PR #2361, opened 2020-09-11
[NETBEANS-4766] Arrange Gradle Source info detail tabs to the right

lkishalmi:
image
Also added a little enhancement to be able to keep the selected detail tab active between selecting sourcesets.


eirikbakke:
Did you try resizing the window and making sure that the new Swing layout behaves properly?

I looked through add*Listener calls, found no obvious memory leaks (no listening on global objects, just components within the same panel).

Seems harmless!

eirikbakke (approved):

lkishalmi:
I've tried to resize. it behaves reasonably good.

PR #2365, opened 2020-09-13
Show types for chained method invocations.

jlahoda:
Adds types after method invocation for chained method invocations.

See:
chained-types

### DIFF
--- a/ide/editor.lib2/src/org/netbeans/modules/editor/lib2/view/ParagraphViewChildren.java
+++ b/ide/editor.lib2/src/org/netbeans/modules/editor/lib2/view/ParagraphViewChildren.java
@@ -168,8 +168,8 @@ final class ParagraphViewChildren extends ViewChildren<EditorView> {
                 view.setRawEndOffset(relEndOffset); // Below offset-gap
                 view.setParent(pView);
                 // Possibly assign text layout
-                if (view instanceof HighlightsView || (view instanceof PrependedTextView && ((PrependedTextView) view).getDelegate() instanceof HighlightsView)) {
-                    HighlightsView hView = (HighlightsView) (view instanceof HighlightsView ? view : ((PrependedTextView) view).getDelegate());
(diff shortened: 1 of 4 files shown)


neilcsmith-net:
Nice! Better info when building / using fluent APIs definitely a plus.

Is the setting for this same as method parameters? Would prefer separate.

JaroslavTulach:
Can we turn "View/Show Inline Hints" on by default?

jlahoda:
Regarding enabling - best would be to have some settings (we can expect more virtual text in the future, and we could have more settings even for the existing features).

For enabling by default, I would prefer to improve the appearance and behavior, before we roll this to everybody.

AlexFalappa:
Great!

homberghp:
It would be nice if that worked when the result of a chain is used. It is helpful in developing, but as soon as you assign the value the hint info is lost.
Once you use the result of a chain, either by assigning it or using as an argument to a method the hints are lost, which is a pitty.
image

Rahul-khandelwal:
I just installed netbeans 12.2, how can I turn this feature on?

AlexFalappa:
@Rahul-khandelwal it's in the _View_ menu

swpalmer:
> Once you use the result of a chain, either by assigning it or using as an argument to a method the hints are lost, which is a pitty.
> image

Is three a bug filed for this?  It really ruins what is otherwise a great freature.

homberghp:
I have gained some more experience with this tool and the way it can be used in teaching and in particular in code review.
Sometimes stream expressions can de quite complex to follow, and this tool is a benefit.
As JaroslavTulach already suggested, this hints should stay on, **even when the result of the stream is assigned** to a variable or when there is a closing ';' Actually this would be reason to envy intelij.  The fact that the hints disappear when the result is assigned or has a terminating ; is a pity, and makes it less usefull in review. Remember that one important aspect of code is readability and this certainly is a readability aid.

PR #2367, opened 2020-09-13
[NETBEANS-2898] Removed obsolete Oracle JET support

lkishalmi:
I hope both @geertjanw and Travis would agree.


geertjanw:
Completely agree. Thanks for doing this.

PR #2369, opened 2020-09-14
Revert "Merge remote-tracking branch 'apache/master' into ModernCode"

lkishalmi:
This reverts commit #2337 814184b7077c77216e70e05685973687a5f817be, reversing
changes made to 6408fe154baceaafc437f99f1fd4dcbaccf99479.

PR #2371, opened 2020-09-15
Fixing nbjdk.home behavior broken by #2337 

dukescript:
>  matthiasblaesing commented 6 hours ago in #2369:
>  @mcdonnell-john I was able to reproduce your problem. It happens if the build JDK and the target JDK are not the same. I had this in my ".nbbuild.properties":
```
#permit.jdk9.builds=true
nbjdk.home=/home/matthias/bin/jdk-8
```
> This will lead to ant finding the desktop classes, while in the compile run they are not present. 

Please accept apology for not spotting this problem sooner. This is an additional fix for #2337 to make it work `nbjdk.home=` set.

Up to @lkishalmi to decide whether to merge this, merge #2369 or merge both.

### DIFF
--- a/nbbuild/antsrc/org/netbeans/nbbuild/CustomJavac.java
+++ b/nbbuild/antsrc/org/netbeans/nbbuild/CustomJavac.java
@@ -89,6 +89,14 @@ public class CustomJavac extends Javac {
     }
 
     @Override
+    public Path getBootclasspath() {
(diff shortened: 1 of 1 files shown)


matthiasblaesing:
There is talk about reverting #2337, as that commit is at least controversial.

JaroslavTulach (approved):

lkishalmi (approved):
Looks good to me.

________________________________________

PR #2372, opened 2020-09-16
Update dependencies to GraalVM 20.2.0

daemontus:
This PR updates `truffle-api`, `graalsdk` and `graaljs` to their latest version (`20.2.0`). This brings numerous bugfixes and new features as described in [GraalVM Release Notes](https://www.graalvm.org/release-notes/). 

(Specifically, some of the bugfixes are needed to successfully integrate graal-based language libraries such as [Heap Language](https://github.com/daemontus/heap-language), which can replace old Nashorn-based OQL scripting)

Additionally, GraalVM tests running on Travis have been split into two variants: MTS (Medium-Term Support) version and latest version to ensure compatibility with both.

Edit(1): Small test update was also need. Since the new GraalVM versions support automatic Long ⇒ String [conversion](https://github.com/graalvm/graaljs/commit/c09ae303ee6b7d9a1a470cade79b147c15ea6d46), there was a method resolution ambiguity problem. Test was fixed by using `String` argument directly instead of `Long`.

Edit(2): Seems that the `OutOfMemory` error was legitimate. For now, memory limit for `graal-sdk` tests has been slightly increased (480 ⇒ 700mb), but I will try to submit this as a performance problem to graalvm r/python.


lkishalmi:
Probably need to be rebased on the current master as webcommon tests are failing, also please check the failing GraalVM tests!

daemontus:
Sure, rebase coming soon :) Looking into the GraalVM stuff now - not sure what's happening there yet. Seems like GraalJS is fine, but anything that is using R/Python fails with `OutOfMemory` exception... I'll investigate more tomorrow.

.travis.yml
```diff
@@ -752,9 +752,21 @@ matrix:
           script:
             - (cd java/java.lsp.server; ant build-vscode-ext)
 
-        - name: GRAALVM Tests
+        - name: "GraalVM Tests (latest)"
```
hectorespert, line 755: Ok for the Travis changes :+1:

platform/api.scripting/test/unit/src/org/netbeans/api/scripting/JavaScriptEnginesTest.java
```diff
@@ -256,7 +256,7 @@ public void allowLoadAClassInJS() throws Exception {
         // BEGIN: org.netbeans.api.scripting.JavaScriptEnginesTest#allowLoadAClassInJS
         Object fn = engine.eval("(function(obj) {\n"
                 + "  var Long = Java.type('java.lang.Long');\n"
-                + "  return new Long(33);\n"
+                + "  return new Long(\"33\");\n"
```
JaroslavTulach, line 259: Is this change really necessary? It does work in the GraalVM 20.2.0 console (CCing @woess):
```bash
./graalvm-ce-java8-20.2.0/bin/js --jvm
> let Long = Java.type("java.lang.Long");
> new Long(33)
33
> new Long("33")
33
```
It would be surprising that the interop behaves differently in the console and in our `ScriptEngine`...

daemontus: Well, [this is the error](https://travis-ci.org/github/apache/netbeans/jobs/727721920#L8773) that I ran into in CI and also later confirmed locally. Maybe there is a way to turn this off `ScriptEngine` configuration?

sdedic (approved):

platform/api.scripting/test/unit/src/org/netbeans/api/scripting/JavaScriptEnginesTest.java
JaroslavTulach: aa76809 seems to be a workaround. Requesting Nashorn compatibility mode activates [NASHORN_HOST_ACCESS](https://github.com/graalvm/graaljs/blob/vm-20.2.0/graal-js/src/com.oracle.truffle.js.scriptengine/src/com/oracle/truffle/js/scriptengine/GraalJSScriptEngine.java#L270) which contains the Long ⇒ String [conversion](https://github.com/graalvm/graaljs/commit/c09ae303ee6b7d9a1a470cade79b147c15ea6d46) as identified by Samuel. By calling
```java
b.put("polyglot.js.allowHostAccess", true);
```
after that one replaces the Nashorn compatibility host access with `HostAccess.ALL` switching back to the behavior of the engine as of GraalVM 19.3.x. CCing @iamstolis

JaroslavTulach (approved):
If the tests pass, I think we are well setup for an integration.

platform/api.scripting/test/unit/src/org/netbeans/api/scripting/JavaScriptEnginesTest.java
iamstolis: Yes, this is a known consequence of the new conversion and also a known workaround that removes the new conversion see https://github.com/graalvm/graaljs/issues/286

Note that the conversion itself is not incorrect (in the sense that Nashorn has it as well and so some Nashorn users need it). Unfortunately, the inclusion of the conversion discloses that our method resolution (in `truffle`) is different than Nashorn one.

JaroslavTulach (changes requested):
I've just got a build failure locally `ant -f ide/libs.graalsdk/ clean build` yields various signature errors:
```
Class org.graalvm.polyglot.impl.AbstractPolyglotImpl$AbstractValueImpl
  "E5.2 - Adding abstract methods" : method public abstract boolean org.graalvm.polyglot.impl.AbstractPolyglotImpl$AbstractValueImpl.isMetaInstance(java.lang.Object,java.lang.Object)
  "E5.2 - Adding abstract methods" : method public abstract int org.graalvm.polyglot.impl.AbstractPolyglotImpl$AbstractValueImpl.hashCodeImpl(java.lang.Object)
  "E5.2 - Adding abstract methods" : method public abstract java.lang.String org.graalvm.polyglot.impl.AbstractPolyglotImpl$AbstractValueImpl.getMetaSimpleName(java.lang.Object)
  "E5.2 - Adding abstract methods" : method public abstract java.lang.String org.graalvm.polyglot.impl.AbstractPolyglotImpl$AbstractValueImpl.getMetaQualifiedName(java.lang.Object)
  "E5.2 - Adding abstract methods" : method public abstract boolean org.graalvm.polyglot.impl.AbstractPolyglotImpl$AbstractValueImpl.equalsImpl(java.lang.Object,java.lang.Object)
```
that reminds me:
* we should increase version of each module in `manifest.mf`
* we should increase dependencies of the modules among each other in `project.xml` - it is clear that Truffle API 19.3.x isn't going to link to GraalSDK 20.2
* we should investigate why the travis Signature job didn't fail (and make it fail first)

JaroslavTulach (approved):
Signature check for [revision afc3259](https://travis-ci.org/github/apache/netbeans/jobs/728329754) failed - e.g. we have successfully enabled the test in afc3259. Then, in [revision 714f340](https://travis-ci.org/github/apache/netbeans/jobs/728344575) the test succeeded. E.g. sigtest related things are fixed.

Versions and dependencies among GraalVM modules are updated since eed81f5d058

________________________________________

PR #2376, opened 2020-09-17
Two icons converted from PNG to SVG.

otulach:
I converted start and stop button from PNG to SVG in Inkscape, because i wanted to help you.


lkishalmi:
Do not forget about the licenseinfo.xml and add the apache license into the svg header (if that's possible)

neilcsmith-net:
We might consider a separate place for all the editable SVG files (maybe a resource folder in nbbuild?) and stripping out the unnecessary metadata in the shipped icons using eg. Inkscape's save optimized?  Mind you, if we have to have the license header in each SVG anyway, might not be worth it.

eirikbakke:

________________________________________

* _Your instructions_
Tally the lines of the listing above that include the string "bugfixes". Provide the total alone.

* _Result of the exercise_
2